L’ordonnance vise tout d’abord à transposer les dispositions législatives de la directive du 14 décembre 2022 en ce qui concerne la publication d'informations en matière de durabilité par les entreprises (CSRD). Pour cela, elle renforce tout d’abord les obligations de transparence en matière de durabilité des grandes entreprises et des petites et moyennes entreprises cotées en bourse, ainsi que, par un régime spécifique, des entreprises de pays tiers disposant d’une succursale ou d’une filiale en France. Ces informations portent sur les enjeux sociaux, environnementaux et de gouvernance (ESG) et seront établies selon le principe dit de « double matérialité », qui conduit à refléter à la fois les incidences de l’activité de l’entreprise sur les enjeux de durabilité, mais aussi les incidences de ces enjeux sur l’entreprise.
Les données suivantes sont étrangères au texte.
Issue #394, opened 2018-02-21
wIndex always set to 0 with libusb_control_transfer()


kuro68k:
I'm trying to debug an issue with dfu-util and I think it's a problem with libusb.

dfu-util calls libusb_control_transfer() with wIndex set to 1, but my device (a custom USB device) receives the packet with wIndex set to 0. The rest of the packet is fine, it's just that field that is wrong.

I verified with Network Monitor packet capture and a logic analyzer that the sent byte is in fact zero.

```
libusb_control_transfer(
	0x005b7800,		// handle
	0xA1,			// bRequestType
	DFU_GETSTATUS,		// bRequest (0x03)
	0,			// wValue
	1,			// wIndex
	buffer,			// data*
	6,			// wLength
	5000);			// timeout
```

The captured packet is:

```
   - ControlTransfer: 
    + Urb: Function = URB_FUNCTION_CONTROL_TRANSFER, Length = 6, Flags 0xb
    - SetupPacket: 
     + bmRequestType: (Class request) 0xa1
       bRequest: 0x3
       wValue: 0 (0x0)
       wIndex: 0 (0x0)
       wLength: 6 (0x6)

A1 03 00 00 00 00 06 00 
```

I was only able to test on Windows, I don't have a suitable Linux box at the moment. wIndex is usually used as the interface number for control transfers, and it's unusual to use values other than zero but in this case it's necessary for a runtime DFU interface.

pbatard:
You are most likely running into the WinUSB limitation that is documented in the [Know Restrictions](https://github.com/libusb/libusb/wiki/Windows#Known_Restrictions) for Windows on the Wiki:

> With WinUSB, when `LIBUSB_RECIPIENT_INTERFACE` is used for the transfer, the WinUSB DLL forces the low byte of wIndex to the interface number, regardless of what you set it to.

You will have to use a different driver than WinUSB. However, be mindful that libusb can only go as far as the underlying driver allows it to, and there are restrictions associated with the use of each driver, so it's always a good idea to check the documentation before opening an issue.

As I believe your question should have been answered, I will close this request. Feel free to comment further if you think this is not the case.

kuro68k:
Ah yes, that's most likely it. Thanks, I will look at work-arounds.

kuro68k:
[...]

PR #398, opened 2018-02-26
Fix control transfer interface selection

kuro68k:
When sending a control transfer to an interface (via the recipient in bmRequestType) WinUSB requires wIndex to match the interface passed in to ControlTransfer(). Previous behaviour was to always use the first valid interface (always 0?). Now when the target is an interface the wIndex value is used as the target interface number.

The USB spec requires wIndex to be the interface number when the target is an interface in bmRequestType. It is possible some buggy software does not do that, in which case it would not work on WinUSB but might work okay under Linux. As such I don't think making this change will break anything that isn't already broken.

This addresses issue https://github.com/libusb/libusb/issues/394

### DIFF
--- a/libusb/os/windows_winusb.c
+++ b/libusb/os/windows_winusb.c
@@ -2308,6 +2308,7 @@ static int winusbx_claim_interface(int sub_api, struct libusb_device_handle *dev
 				return LIBUSB_ERROR_ACCESS;
 			}
 		}
+		handle_priv->interface_handle[iface].dev_handle = handle_priv->interface_handle[0].dev_handle;
 	}
 	usbi_dbg("claimed interface %d", iface);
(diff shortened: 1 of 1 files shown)


madcowswe:
We have a project that uses libusb to do firmware update with DfuSe. We have people getting [weird issues](https://github.com/madcowswe/ODrive/issues/179) that seems to vary between machines, and we have not been able to track down a pattern.

Following from [this ticket](https://sourceforge.net/p/dfu-util/tickets/55/) I would like to lend my support to merging this fix, so it can make it into a pyusb release.
We don't use dfu-util, but the [implementation we use](https://github.com/madcowswe/ODrive/blob/master/tools/odrive/dfuse/DfuDevice.py#L47) also uses control transfers with libusb.

Thanks.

En outre, l’ordonnance prévoit que ces informations soient certifiées par un commissaire aux comptes ou par un organisme tiers indépendant accrédité. Des exigences et garanties reprenant celles encadrant actuellement la certification des comptes sont prévues. L’ensemble des professionnels procédant à cette nouvelle mission seront supervisés par la Haute autorité de l’audit (H2A), que l’ordonnance fait succéder au Haut conseil du commissariat aux comptes (H3C) en en adaptant l’organisation.
L’ordonnance vise également à tirer les conséquences des nouvelles dispositions législatives de transposition en simplifiant, réorganisant et harmonisant plusieurs dispositifs du code de commerce existant en matière de responsabilité sociale et environnementale des entreprises.
Cette ordonnance représente une évolution majeure des obligations de transparence en matière de durabilité dans la mesure où l’ensemble des parties prenantes des entreprises (investisseurs, salariés, clients, associations de la société civile) auront désormais un accès facilité à une information détaillée, standardisée et comparable au niveau européen, et faisant l’objet d’une certification indépendante.
L’ordonnance entrera progressivement en vigueur à partir du 1er janvier 2024, en fonction de la taille des entreprises.